Socialist city is a term from planning theory and urban planning history to designate the cultural-genetic city type of socialism . Based on the social model of socialism, certain urban planning ideas were reflected in the cities of the Soviet Union and the Eastern Bloc , which changed during this period. It stands in the tradition of the ideal city .

ideology

Socialist urban planning, like the understanding of planning that was widespread in non-socialist countries in the middle of the 20th century, was based on the principles of modern urban planning , the model of which was laid down in the 1933 Charter of Athens . These included not only the rejection of the dense Wilhelminian style city, but a radical break with all urban planning traditions. This “revolutionary” creation of a completely new order not only corresponded to the numerous idealistic utopias of the interwar period, but was also an expression of the closeness of many protagonists of modernity to socialist ideas.

The transfer of the socialist idea to a city model had two important ideological bases:

  • the abolition of private real estate and the resulting phenomena such as the development of land prices according to market laws, property speculation and individual economic investment decisions that should be replaced by planning in favor of the common good, and
  • overcoming socio-spatial segregation, for example the existence of “poor” and “rich” districts.

The other guidelines of socialist urban planning largely corresponded to the global understanding of modern planning, such as the creation of green spaces close to residential areas, of "healthy" apartments for all city dwellers, the spatial separation of city functions and the expansion of traffic axes.
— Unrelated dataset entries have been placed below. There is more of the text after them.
PR #718, opened 2022-05-26
[OneExplorer] Validate input for rename

dayo09:
This commit validates an input for renaming.
It checks (1) ext, (2) file already exists.

### DIFF
--- a/src/OneExplorer/OneExplorer.ts
+++ b/src/OneExplorer/OneExplorer.ts
@@ -188,7 +188,7 @@ export class OneTreeDataProvider implements vscode.TreeDataProvider<OneNode> {
     const validateInputPath = (newname: string): string|undefined => {
       const oldpath = oneNode.node.path;
       const dirpath = path.dirname(oneNode.node.uri.fsPath);
-      const newpath: string = path.join(${dirpath}, ${newname});
+      const newpath: string = path.join(dirpath, newname);
 
       if (path.extname(newpath) !== path.extname(oldpath)) {
         return `File ext must be (${path.extname(oldpath)})`;
--- a/src/OneExplorer/OneExplorer.ts
+++ b/src/OneExplorer/OneExplorer.ts
@@ -195,7 +195,8 @@ export class OneTreeDataProvider implements vscode.TreeDataProvider<OneNode> {
       }
 
       if (fs.existsSync(newpath)) {
-        return `A file or folder ${newpath} already exists at this location. Please choose a different name.`;
+        return `A file or folder ${
+            newpath} already exists at this location. Please choose a different name.`;
       }
     };
 
--- a/src/OneExplorer/OneExplorer.ts
+++ b/src/OneExplorer/OneExplorer.ts
@@ -185,11 +185,26 @@ export class OneTreeDataProvider implements vscode.TreeDataProvider<OneNode> {
       warningMessage = 'WARNING: Renaming may result in some unexpected changes on the tree view.';
     }
 
+    const validateInputPath = (newname: string): string|undefined => {
+      const oldpath = oneNode.node.path;
+      const dirpath = path.dirname(oneNode.node.uri.fsPath);
+      const newpath: string = `${dirpath}/${newname}`;
+
+      if (path.extname(newpath) !== path.extname(oldpath)) {
+        return `File ext must be (${path.extname(oldpath)})`;
+      }
+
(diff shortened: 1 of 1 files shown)


dayo09:
@yunjayh 
The feature from [this conversation](https://github.com/Samsung/ONE-vscode/pull/674#discussion_r882313698) :-D

> 
> How about giving proper extension name if it's not given by user? I cannot imagine the danger if we apply following change.
> 
> @[dayo09](https://github.com/dayo09) dayo09 [4 hours ago](https://github.com/Samsung/ONE-vscode/pull/674#discussion_r882321163) • 
> IMO, it's a little bit too much... Maybe it will bring about much confusion to user. Well, how about just putting an error message instead in case of user puts incorrect ext?
> 
> @[yunjayh](https://github.com/yunjayh) yunjayh [4 hours ago](https://github.com/Samsung/ONE-vscode/pull/674#discussion_r882324952)
> IMO, it's a little bit too much... Maybe it will bring about much confusion to user.
> 
> I agree with you. Since there is a warning message at the bottom of input box, user would pay attention with his/her file naming. IMHO Defining the situation when the error message is popping up will be pretty difficult.
> Then, never mind about the above suggestion!
> 
> @[dayo09](https://github.com/dayo09) dayo09 [3 hours ago](https://github.com/Samsung/ONE-vscode/pull/674#discussion_r882327319)
> @yunjayh I think we can use 'validateInput' API to check if user has given a right ext. I will apply that on the next pr. thanks for your opinion.

dayo09:
[Here](https://github.sec.samsung.net/RS7-RuntimeNTools/secret/issues/187#issuecomment-1523764) is a gif link. PTAL.

src/OneExplorer/OneExplorer.ts
```diff
@@ -185,11 +185,26 @@ export class OneTreeDataProvider implements vscode.TreeDataProvider<OneNode> {
...
+      const oldpath = oneNode.node.path;
+      const dirpath = path.dirname(oneNode.node.uri.fsPath);
+      const newpath: string = `${dirpath}/${newname}`;
+
+      if (path.extname(newpath) !== path.extname(oldpath)) {
+        return `File ext must be (${path.extname(oldpath)})`;
+      }
+
+      if (fs.existsSync(newpath)) {
+        return `Invalid: Path already exists!`;
```
yunjayh, line 198:
```suggestion
        return `Invalid: File already exists!`;
```

It looks not to renaming directory. So, File already exists would be more clear for user IMO

src/OneExplorer/OneExplorer.ts
```diff
@@ -185,11 +185,26 @@ export class OneTreeDataProvider implements vscode.TreeDataProvider<OneNode> {
       warningMessage = 'WARNING: Renaming may result in some unexpected changes on the tree view.';
     }
 
+    const validateInputPath = (newname: string): string|undefined => {
+      const oldpath = oneNode.node.path;
+      const dirpath = path.dirname(oneNode.node.uri.fsPath);
+      const newpath: string = `${dirpath}/${newname}`;
```
hyunsik-yoon, line 191: (optional) how about using `path.join` for future when we support Windows? 😸 

```suggestion
      const newpath: string = path.join(${dirpath}, ${newname});
```

src/OneExplorer/OneExplorer.ts
```diff
@@ -185,11 +185,26 @@ export class OneTreeDataProvider implements vscode.TreeDataProvider<OneNode> {
...
+      const oldpath = oneNode.node.path;
+      const dirpath = path.dirname(oneNode.node.uri.fsPath);
+      const newpath: string = path.join(dirpath, newname);
+
+      if (path.extname(newpath) !== path.extname(oldpath)) {
+        return `File ext must be (${path.extname(oldpath)})`;
+      }
+
+      if (fs.existsSync(newpath)) {
+        return `Invalid: File already exists!`;
```
dayo09, line 198:
```suggestion
        return `A file or folder ${newpath} already exists at this location. Please choose a different name.`;
```

dayo09: It's what the vscode default explorer says. Let's sync with theirs.

hyunsik-yoon (approved):

yunjayh (approved):

hyunsik-yoon (approved):

PR #716, opened 2022-05-26
DRAFT: Cancel running onecc

hyunsik-yoon:
This draft is to terminate onecc process by pressing 'Cancel' button.

For #715

ONE-vscode-DCO-1.0-Signed-off-by: Hyun Sik Yoon <hyunsik.yoon.1024@gmail.com>

PR #720, opened 2022-05-26
Introduce ToolRunner.kill() method

hyunsik-yoon:
This commit adds `kill()` method that sends signals to kill spawned process.

For #716


src/Project/ToolRunner.ts
```diff
@@ -57,6 +87,35 @@ export class ToolRunner {
...
+   * Function to kill child process
+   */
+  public kill(): boolean {
+    this.killedByMe = false;
+
+    if (this.child === undefined || this.child.killed) {
+      throw Error('No process to kill');
+    }
+
+    const signals: NodeJS.Signals[] = ['SIGINT', 'SIGTERM', 'SIGKILL'];
```
llFreetimell, line 100: AFAIK, `SIGTERM` is for exiting program as normal as possible.
But pressing `Cancel` button do not seem to be normal I think.
Could you let me know why `SIGTERM` is included here? :)

src/Project/ToolRunner.ts
```diff
@@ -25,29 +25,59 @@ const which = require('which');
...
+// successfully killed by calling kill() method
+export type SelfKilled = 'SelfKilled';
 
 export class ToolRunner {
   tag = this.constructor.name;  // logging tag
 
+  private child: cp.ChildProcessWithoutNullStreams|undefined = undefined;
+
+  // When the spawned process was killed by kill() method, set this true
+  private killedByMe = false;
```
llFreetimell, line 37: (just for fun) Suicide? :smile:

hyunsik-yoon: kinda of. but more specially, parent(`ToolRunner`) kills its child. 😢

src/Project/ToolRunner.ts
hyunsik-yoon: I referred to this article: https://www.baeldung.com/linux/sigint-and-other-termination-signals#how-sigint-relates-to-sigterm-sigquit-and-sigkill

I didn't try SIGQUIT since it generates core dump.

src/Project/ToolRunner.ts
```diff
@@ -25,29 +25,59 @@ const which = require('which');
...
+      }
+
+      // when child exited
       let codestr = code.toString();
       console.log('child process exited with code ' + codestr);
       if (codestr === '0') {
         Logger.info(this.tag, 'Build Success.');
         Logger.appendLine('');
-        resolve(codestr);
+        resolve('0');
```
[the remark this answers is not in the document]
hyunsik-yoon: It's from personal taste.. 
when I first see `resolve(codestr)` I need to find out what `codestr` is.... so I have to search the code to find out `codestr` is actually `0`. Instead, we could simply write `resolve('0')`. 
However, it is not a big matter and this change is not related to this PR. I will revert this change.

jyoungyun:
I found `CancellationToken` in vscode. This token is passed to an asynchronous or long running operation to request cancellation.

[CancellationToken](https://vshaxe.github.io/vscode-extern/vscode/CancellationToken.html#:~:text=package%20vscode,use%20a%20%7B%40link%20CancellationTokenSource%7D.)

And here are several examples of this.
https://github.com/Microsoft/vscode/issues/22318#issuecomment-316459749
https://github.com/microsoft/vscode-docker/blob/main/src/utils/spawnAsync.ts

I'm not sure how much code modification is needed to use this. If it costs too much, your code is also good.

In this PR, it doesn't consider multi requests at the same time. `this.child` is only one variable and is shared between different processes.

hyunsik-yoon:
@jyoungyun 
I will check. Thanks.

src/Project/ToolRunner.ts
```diff
@@ -25,29 +25,59 @@ const which = require('which');
...
+      // when child was terminated due to a signal
+      if (code === null) {
+        Logger.debug(this.tag, `Child process was killed (signal: ${signal!})`);
+
+        if (this.killedByMe) {
+          resolve('SelfKilled');
+        } else {
+          reject(signal!);
+        }
+        return;
```
YongseopKim, line 71: This `return` is unnecessary.

src/Project/ToolRunner.ts
```diff
@@ -57,6 +87,35 @@ export class ToolRunner {
...
+    }
+
+    const signals: NodeJS.Signals[] = ['SIGINT', 'SIGTERM', 'SIGKILL'];
+
+    for (const signal of signals) {
+      if (this.child!.kill(signal)) {
+        this.killedByMe = true;
+        break;
+      }
+    }
```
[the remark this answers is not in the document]
YongseopKim: I guess that
1. this code tries killing with a signal
2. if successaful, break;
3. else, it treies killing with another signals

src/Project/ToolRunner.ts
```diff
@@ -81,21 +140,22 @@ export class ToolRunner {
   }
 
   public getRunner(name: string, tool: string, toolargs: ToolArgs, path: string, root?: boolean) {
+    this.killedByMe = false;
+
     return new Promise<string>((resolve, reject) => {
       Logger.info(this.tag, 'Running: ' + name);
-      let cmd = undefined;
       if (root) {
```
YongseopKim, line 147: For my record, this code could be refactor.

hyunsik-yoon: I am not fully understand what this comment meant for this PR. Could you elaborate more about what I need to do?

src/Project/ToolRunner.ts
hyunsik-yoon: This is necessary. L63 to L71 handles when `code === null`. Code from L75 handles when `code !== null`

hyunsik-yoon:
@jyoungyun 

> In this PR, it doesn't consider multi requests at the same time. this.child is only one variable and is shared between different processes. Please check this part. :)

To avoid this, I used `isRunning()` method. I also added a test for lots of simultaneous calling of `getRunner()`.

PTAL

jyoungyun (approved):
LGTM

llFreetimell (approved):
LGTM

hyunsik-yoon:
@llFreetimell 
Since @YongseopKim is on his vacation, could you merge? Thanks.

@YongseopKim
Please leave comment in this PR even after this is merged. I will monitor this PR for a while.

src/Project/ToolRunner.ts
YongseopKim: Sorry for the very late reply. Now I read this comment. I'd like to apologize. 😭 

My meaning is like that

as-is
```ts
      if (code === null) {
        Logger.debug(this.tag, `Child process was killed (signal: ${signal!})`);

        if (this.killedByMe) {
          resolve('SelfKilled');
        } else {
          reject(signal!);
        }
        return;
      }
```

to-be
```ts
      if (code === null) {
        Logger.debug(this.tag, `Child process was killed (signal: ${signal!})`);

        if (this.killedByMe) {
          return resolve('SelfKilled');
        } else {
          return reject(signal!);
        }
      }
```

src/Project/ToolRunner.ts
YongseopKim: Sorry for my ambiguous comment. I have a plan to revise `cmd` for `root` and `not root`. That's why I wrote the comment. Please ignore it. Sorry 😃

One of the specifics, as laid down in the 16 principles of town planning , was, however, the pathetic exaggeration of the new social order, which found expression in the town plan. In contrast to the sober city centers of the West German post-war reconstruction , large parade areas for mass events, representative buildings of the party organs or monumental monuments for socialist “heroes” were important components of a “socialist” city center.
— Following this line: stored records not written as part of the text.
PR #722, opened 2022-05-27
[Utils] Move MultiStepInput out of external dir

jyoungyun:
This commit moves MultiStepInput class out of external dir.
This commit contains the code chage about MultiStepInput.

ONE-vscode-DCO-1.0-Signed-off-by: Jiyoung Yun <jy910.yun@samsung.com>

Draft PR: #699 (Big draft PR...)

PR #724, opened 2022-05-27
[Toolchain] Refresh toolchain list

jyoungyun:
This commit adds refresh button and refresh the toolchain list by
updating apt source list.

### DIFF
--- a/src/View/InstallQuickInput.ts
+++ b/src/View/InstallQuickInput.ts
@@ -19,10 +19,13 @@ import * as vscode from 'vscode';
 import {Toolchain} from '../Backend/Toolchain';
 import {JobCallback} from '../Project/Job';
 import {gToolchainEnvMap, ToolchainEnv} from '../Toolchain/ToolchainEnv';
+import {Balloon} from '../Utils/Balloon';
 import {Logger} from '../Utils/Logger';
 import {MultiStepInput} from '../Utils/MultiStepInput';
 
 export async function showInstallQuickInput() {
+  const logtag = showInstallQuickInput.name;
+
   interface State {
     title: string;
     step: number;
@@ -104,7 +107,7 @@ export async function showInstallQuickInput() {
       shouldResume: shouldResume
     });
     if (version instanceof InnerButton) {
-      console.log('press the refresh button');
+      Logger.info(logtag, 'press the refresh button');
       return (input: MultiStepInput) => updateBackend(input, state);
     }
     state.version = version;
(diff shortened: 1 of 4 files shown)


jyoungyun:
Depends on #722

src/View/InstallQuickInput.ts
```diff
@@ -87,17 +93,57 @@ export async function showInstallQuickInput() {
...
       title,
       step: 3,
       totalSteps: 3,
       placeholder: 'Pick toolchain version',
       items: versionGroups,
+      buttons: [updateButton],
       shouldResume: shouldResume
     });
+    if (version instanceof InnerButton) {
+      console.log('press the refresh button');
```
jyoungyun, line 106: I will change this log to `Logger` in other PR.

src/View/InstallQuickInput.ts
```diff
@@ -87,17 +93,57 @@ export async function showInstallQuickInput() {
...
+      return (input: MultiStepInput) => updateBackend(input, state);
```
hyunsik-yoon, line 107: It's kinda difficult to read this code to me. Could you explain a bit?
- `if (version instanceof InnerButton) {`
  - Is this case covers when `InnerButton` was pressed? If so, maybe other variable name instead of `version` would be better to read this code.
- L107 returns a function but code after L110 does not return function. I wonder if this is OK.

src/View/InstallQuickInput.ts
```diff
@@ -87,17 +93,57 @@ export async function showInstallQuickInput() {
...
+            // only the log is output and it goes to the `resolve` so that quick input
+            // can be seen normally.
+            resolve('fail');
+          });
+    });
+  }
+
+  async function updateBackend(input: MultiStepInput, state: Partial<State>) {
+    if (state.toolchainEnv === undefined || state.toolchainType === undefined) {
+      throw Error('toolchainenv  is undefined.');
```
hyunsik-yoon, line 134:
```suggestion
      throw Error('toolchainenv is undefined.');
```

src/View/InstallQuickInput.ts
jyoungyun: > Is this case covers when InnerButton was pressed? If so, maybe other variable name instead of version would be better to read this code.

This `showQuickPick` function returns promise and it returns the InnerButton if user clicks the refresh button and the `version` QuickPickItem if user clicks the version. I don't know how to name this variable. The L74 is in a similar situation and it uses `type` as name because it returns `type` QuickPickItem. What is a better name than version? Please give me an idea. :)

> L107 returns a function but code after L110 does not return function. I wonder if this is OK.

Yes, it's okay. Because this step is the last step for this installation.
When user selects the version number, this code jumps to L155 to install a new version.

The reason why the L107 returns the function is to show the version list again after updated apt cache. To show this multi step input UI in next scenario, it must need the state and this variable so I forwarded it.

dayo09 (approved):

hyunsik-yoon (approved):

PR #730, opened 2022-05-27
[OneExplorer] Add open cfg commands

dayo09:
This commit adds open cfg commands
- Open with Text Editor
- Open with ONE Cfg Editor (default)

### DIFF
--- a/src/OneExplorer/OneExplorer.ts
+++ b/src/OneExplorer/OneExplorer.ts
@@ -529,7 +529,11 @@ export class OneExplorer {
     };
 
     subscribeCommands([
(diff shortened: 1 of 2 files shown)


src/OneExplorer/OneExplorer.ts
```diff
@@ -529,7 +529,11 @@ export class OneExplorer {
     };
 
     subscribeCommands([
-      vscode.commands.registerCommand('onevscode.open-cfg', (file) => this.openFile(file)),
```
dayo09, line 532: Bug: it won't work

PR #732, opened 2022-05-27
Revise activation events

dayo09:
This commit revises activation events.

NOTE: onStartupFinished will activate our extension
some time after VS Code starts up.
The other events are redundant.

---

FYI,
https://code.visualstudio.com/api/references/activation-events#onStartupFinished

We want to provide our users with our extension always. 
There are two options: '\*' and 'onStartupFinished' as activation events 'always'.
'onStartupFinished' will activate our extension some time aftser VS Code starts up, 
so that it doesn't slow down the vscode's start-up, unlike "*" will do.

### DIFF
--- a/package.json
+++ b/package.json
@@ -12,13 +12,6 @@
   ],
   "extensionKind ": "workspace",
   "activationEvents": [
-    "onCommand:onevscode.build",
-    "onCommand:onevscode.import",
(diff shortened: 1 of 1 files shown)


mhs4670go (approved):
LGTM

PR #743, opened 2022-05-31
[PartEditor] Revise backend list from extension

seanshpark:
This will revise to fetch backend list items from extension.

### DIFF
--- a/media/PartEditor/index.html
+++ b/media/PartEditor/index.html
@@ -39,9 +39,7 @@ limitations under the License.
   <div class="group-child">
     Backend:<br/>
     <select id="circle-be" name="BE" class="set_bk_list">
-      <option>(1) CPU</option>
-      <option>(2) ACL_CL</option>
-      <option>(3) NPU</option>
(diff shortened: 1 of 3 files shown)


seanshpark:
> Could you describe a bit about the usage of 0th item (default)? Thanks.

`(default)` is the default backend assigned to, when the node is not mentioned in the list.
ex)
```
[partition]
backends=cpu,acl_cl
default=cpu
comply=opcode

[OPCODE]
ADD=acl_cl
```

in this change, `(default)` won't be shown in the ListBox.
All the nodes will have key(index) of 0 for initial value, which is `default` backend.

hyunsik-yoon (approved):

seanshpark:
@hyunsik-yoon , as YOU are the ONLY one interested in this task, I would like to change to `1 approval` and move on.

dayo09 (approved):
LGTM

seanshpark:
@dayo09 , thanks for the review!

Important characteristics were, on the one hand, a central, wide street for marches and (military) parades, e.g. B. the Karl-Marx-Allee (formerly: Stalinallee) in Berlin as well as an urban height dominant that could testify to the "victoriousness of socialism", for example the Berlin television tower or the high-rise buildings of the University of Leipzig (when completed the tallest building in Germany, today City -Hochhaus ) and Jena (today Jentower ).
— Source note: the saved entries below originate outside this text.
PR #744, opened 2022-06-02
[Draft] ExecutionEnv with view update

struss:
This commit is draft for ExecutionEnv

### DIFF
--- a/src/Execute/ExecutionEnv.ts
+++ b/src/Execute/ExecutionEnv.ts
@@ -18,7 +18,6 @@ import {Command} from '../Backend/Command';
 
 interface ExecutionEnv {
   name(): string;
-  envInfo(): string;
   wrapCommand(command: Command): Command;
 }
 
@@ -32,11 +31,6 @@ interface ExecutionEnv {
 //    could split with '\n'.
 class ExecutionEnvBase implements ExecutionEnv {
   name(): string {
-    throw new Error('Method not implemented.');
-  }
-
-  // This will return some information for ExecutionEnv, like Tizen or some specified value to check Executor could run on this.
-  envInfo(): string {
     throw new Error('Method not implemented.');
   }
 
--- a/src/Execute/ExecutionEnvManager.ts
+++ b/src/Execute/ExecutionEnvManager.ts
@@ -28,13 +28,13 @@ import {ExecutionEnv} from './ExecutionEnv';
 // TODO Handle about remote case.
 // Currently, only local case Handled.
 
-interface ExectionEnvEnvManager {
+interface ExectionEnvManager {
   runInference(envName: string, executor: Executor, modelPath: string): void;
   runProfile(envName: string, executor: Executor, modelPath: string): void;
   refreshExecutionEnv(): void;
 }
 
-class BaseEnvManager implements ExectionEnvEnvManager {
+class BaseEnvManager implements ExectionEnvManager {
   executionEnvs: Map<string, ExecutionEnv>;
   constructor() {
     this.executionEnvs = new Map<string, ExecutionEnv>();


package.json
```diff
@@ -130,8 +130,14 @@
         "icon": "$(x)"
       },
       {
-        "command": "onevscode.register-device",
-        "title": "Register",
+        "command": "onevscode.devices.register",
```
dayo09, line 133: 👍

dayo09, line 133: 👍

src/Execute/ExecutionEnv.ts
```diff
@@ -0,0 +1,58 @@
...
+}
+
+// This is a base ExeuctionEnv.
+// on New ExecutionEnv implements, need to add 3things
+// 1. ExecutionEnv itself
+// 2. ExecutionEnv Creation function
+//    This will return class for Env that extends ExecutionEnvBase
+// 3. ExecutionEnv list get function
+//    This will return Commend that execute on host and return string array of device list,
+//    could split with '\n'.
```
yunjayh, line 34: Then, why `getConnectableEnvs` is not a class method, but defined in each module?

yunjayh: Plus, why does it returns `Command`, not returning the device array after executing the command by itself?

src/Execute/ExecutionEnv.ts
```diff
@@ -0,0 +1,58 @@
...
+  getExecutors(): Executor[] {
+    return Array.from(this.executors.values());
+  }
+  getExecutor(name: string): Executor|undefined {
+    return this.executors.get(name);
+  }
+  setExecutor(name: string, executor: Executor): boolean {
+    throw new Error(
+        'Check certain Executor installed and could use on this Env.\n If it could, return true and add Executor on ExecutorList.');
+  }
```
yunjayh, line 55: T^T I couldn't get what this method expected to do.. 

1. Check the validity of `executor` which has been passed by param.
2. If it's valid, add it to `this.executors` and return true
3. else return false

Did I get correctly?

yunjayh (commented):
IMHO, as we discussed before, the terms, `executor`, `executionEnv`, `device` and other things make the developer and reviewer a little bit confused. 

It may because of my lack of understanding, but I still couldn't get how the toolchain's simulator can be added as `executionEnv` yet..

src/Execute/DeviceProvider.ts
```diff
@@ -0,0 +1,92 @@
...
+
+
+
+enum NodeType {
+  // This will be either local or remote
+  // TODO: Implement remote type.
+  hostType,
+  executionEnv,
+  executor,
+}
```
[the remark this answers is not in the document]
struss: In my thought, Three components will be a tree node.
I'm not sure this term is right for this position, but 

1. HostType : This means type of host where Device(`ExecutionEnv`) connected.
2. ExecutionEnv : This means type of ExcutionEnv where execution will be done.
3. Executor : This means execution SW defined class where execute on `ExecutionEnv`.

src/Execute/ExecutionEnv.ts
struss: > T^T I couldn't get what this method expected to do..

Sorry for confusing about this.
 
> 1. Check the validity of `executor` which has been passed by param.
> 2. If it's valid, add it to `this.executors` and return true
> 3. else return false
> 
> Did I get correctly?

yes. that's right.

src/Execute/ExecutionEnv.ts
struss: > Then, why `getConnectableEnvs` is not a class method, but defined in each module?

if we define this in class, we need to create Env before it really exists. so, I thought module could check this.

struss: > Plus, why does it returns `Command`, not returning the device array after executing the command by itself?

I thought it could run on remote host, then we should run those in `ExecutionEnvManager` object.

struss:
I think I need to comment about some terms

- ExecutionEnvManager
```
This means HostPC where Device(ExecutionEnv) connected. 
so, it will execute real command on this. so it will use either bash or ssh.
it will contains ExecutionEnv which connected on this.
```

- ExecutionEnv (=Device)
```
This means real Device which inference or real action occur.
but, we can't directly access to this device, so it just throw command to ExecutionEnvManager.
it will contains Executors which this device could use.
```

- Executor
```
Currently defined executor.
```

package.json
```diff
@@ -269,6 +280,10 @@
         "one-vscode.enableCodelens": {
           "type": "boolean",
           "default": true
+        },
+        "one-vscode.targetDeviceInfo": {
+          "type": ["object", "null"],
+          "default": null
         }
```
struss, line 287: This will be used to save Config about `Target Device View` setting.

src/Execute/Envs/Envs.ts
```diff
@@ -0,0 +1,20 @@
...
+ * distributed under the License is distributed on an "AS IS" BASIS,
+ * WITHOUT WARRANTIES OR CONDITIONS OF ANY KIND, either express or implied.
+ * See the License for the specific language governing permissions and
+ * limitations under the License.
+ */
+
+
+// This file will collect all Env type on this.
+export * as Host from './HostPcEnv';
+export * as Tizen from './TizenEnv';
```
struss, line 20: Little bit confused to use like this. :(

hyunsik-yoon:
Could you explain what 'Device' means in your code?

- I think some H/W device such as TV can be a `Device`. Is this correct?
- How about S/W thing such as simulator? Can a simulator be a `Device`?
- How about a PC that connects many TVs? Can PC be a `Device`?
- As far as I know, `executor` is a concept of commands such as ssh command to invoke, e.g., inference. In the code, an executor also considered as a `Device` (`DeviceNode` can have a node type of `executor`). Could you let us the reason why an executor can also be a `Device`?

struss:
> Could you explain what 'Device' means in your code?
> 
> * I think some H/W device such as TV can be a `Device`. Is this correct?

right. I thought all H/W could be device.

> * How about S/W thing such as simulator? Can a simulator be a `Device`?

I thought simulator is combination of Device(`ExecutionEnv`) and S/W(`Executor`), which HostPC and some simulator S/W

> * How about a PC that connects many TVs? Can PC be a `Device`?

Yes. but on list, it will display all TV and single PC component.

> * As far as I know, `executor` is a concept of commands such as ssh command to invoke, e.g., inference. In the code, an executor also considered as a `Device` (`DeviceNode` can have a node type of `executor`). 

um... I thought Executor just display on DeviceView to show which Device could use which Executor. but follow from your opinion, it makes people confused about this.

> Could you let us the reason why an executor can also be a `Device`?

No, Device(`ExecutionEnv`) will refer this when it does some actions. and I add that under Device(`ExecutionEnv`) to show which one could be used.

struss:
if anyone have a new idea about this, I will make this into small PR!

struss:
um....what about split `executor` from `backend`?

src/Execute/ExecutionEnvManager.ts
```diff
@@ -0,0 +1,153 @@
...
+  }
+}
+
+interface ExecutionEnvManagerMap {
+  [key: string]: BaseEnvManager;
+}
+
+let globalManagerMap: ExecutionEnvManagerMap = {};
+// This list will keep envTypes on it.
+let envList = Object.values(Envs);
```
hyunsik-yoon, line 59: Some backend provider may want to implement, e.g., `RaspberryExecutionEnv` in their backend.
In such case `envList` won't contain `RaspberryExecutionEnv`.
I wonder if such situation is OK or not.

YongseopKim:
> um....what about split executor from backend?

if you feel necessary, you can do it with some reasonable reasons and discussion together.

src/Execute/ExecutionEnvManager.ts
struss: I thought anyone could create new EnvType on this, and every time they create new type, they need to add codes on `EnvManager` constructor like below

```
for device in RaspberryExecutionEnv.DeviceList():
    addDeviceList(new RaspberryExecutionEnv(device))
``` 

so, I extract all `ExecutionEnv` on `Env/Envs.ts` to export, and use from `Envs.ts` module.

struss: as talked on offline with @hyunsik-yoon , if Backend Provider want to hide there own `ExecutionEnv`, this example could not cover this. so, I think we need to add a method to add this on private backend.

struss:
https://github.com/Samsung/ONE-vscode/pull/754#discussion_r893178019

This will help to understand this.

jyoungyun:
Through the offline meeting, I could understand the code better.

The hierarchy(?) of these classes is like below (according to what I understand):

```
LocalEnvManager(ExecutionEnvManager) (e.g., Local linux machine, remote ssh linux machine)
   - HostPCEnv(ExecutionEnv)
      - Device (1 Device : 1 ExecutionEnv) (No matching class were found in this PR.)
   - TizenEnv(ExecutionEnv)
      - Device 
```

We still need to think more about the `executor`.

I drew the class diagram for this PR.
executor_uml

I'm not sure I understand exactly. If there is something wrong, please update it. :)

struss:
> Through the offline meeting, I could understand the code better.
> 
> The hierarchy(?) of these classes is like below (according to what I understand):
> 
> ```
> LocalEnvManager(ExecutionEnvManager) (e.g., Local linux machine, remote ssh linux machine)
>    - HostPCEnv(ExecutionEnv)
>       - Device (1 Device : 1 ExecutionEnv) (No matching class were found in this PR.)
>    - TizenEnv(ExecutionEnv)
>       - Device 
> ```
> 
> We still need to think more about the `executor`.
> 
> I drew the class diagram for this PR. executor_uml
> 
> I'm not sure I understand exactly. If there is something wrong, please update it. :) [executor_uml.zip](https://github.com/Samsung/ONE-vscode/files/8877445/executor_uml.zip)

exactly right! Thanks for make this UML

struss:
A little bit worried about `Executor` attached on `Backend`. if `one-infer` introduced, no need to know backend to run inference or profile using `Executor`

YongseopKim:
I and @struss discussed the design and I draft https://github.com/Samsung/ONE-vscode/pull/816.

Dealing with historical buildings

Sömmerda market square, redesigned during the GDR era, with socialist wall painting

The model of the “socialist city” is based on a preference for new buildings that are supposed to represent the socialist structure. This was often accompanied by a neglect of the historical building stock. On the one hand, apartments in old buildings were underestimated compared to modern new-build apartments; on the other hand, the historical building stock often represented a time and a model of society that was viewed as having to be overcome. Accordingly, there was no maintenance of the structure of preserved old inner cities, but rather a conscious change. According to Art. 18 of the constitution of the GDR, this was based on a separate concept of culture (that of the "socialist national culture" as one of the "foundations of socialist society"), which also entailed a less considerate approach to - according to another cultural concept - monumental buildings, if they have not "... in the interest of socialist society [...] been declared a monument by the responsible state organs" (§ 3 Monument Preservation Act, see Monument Protection in the GDR ).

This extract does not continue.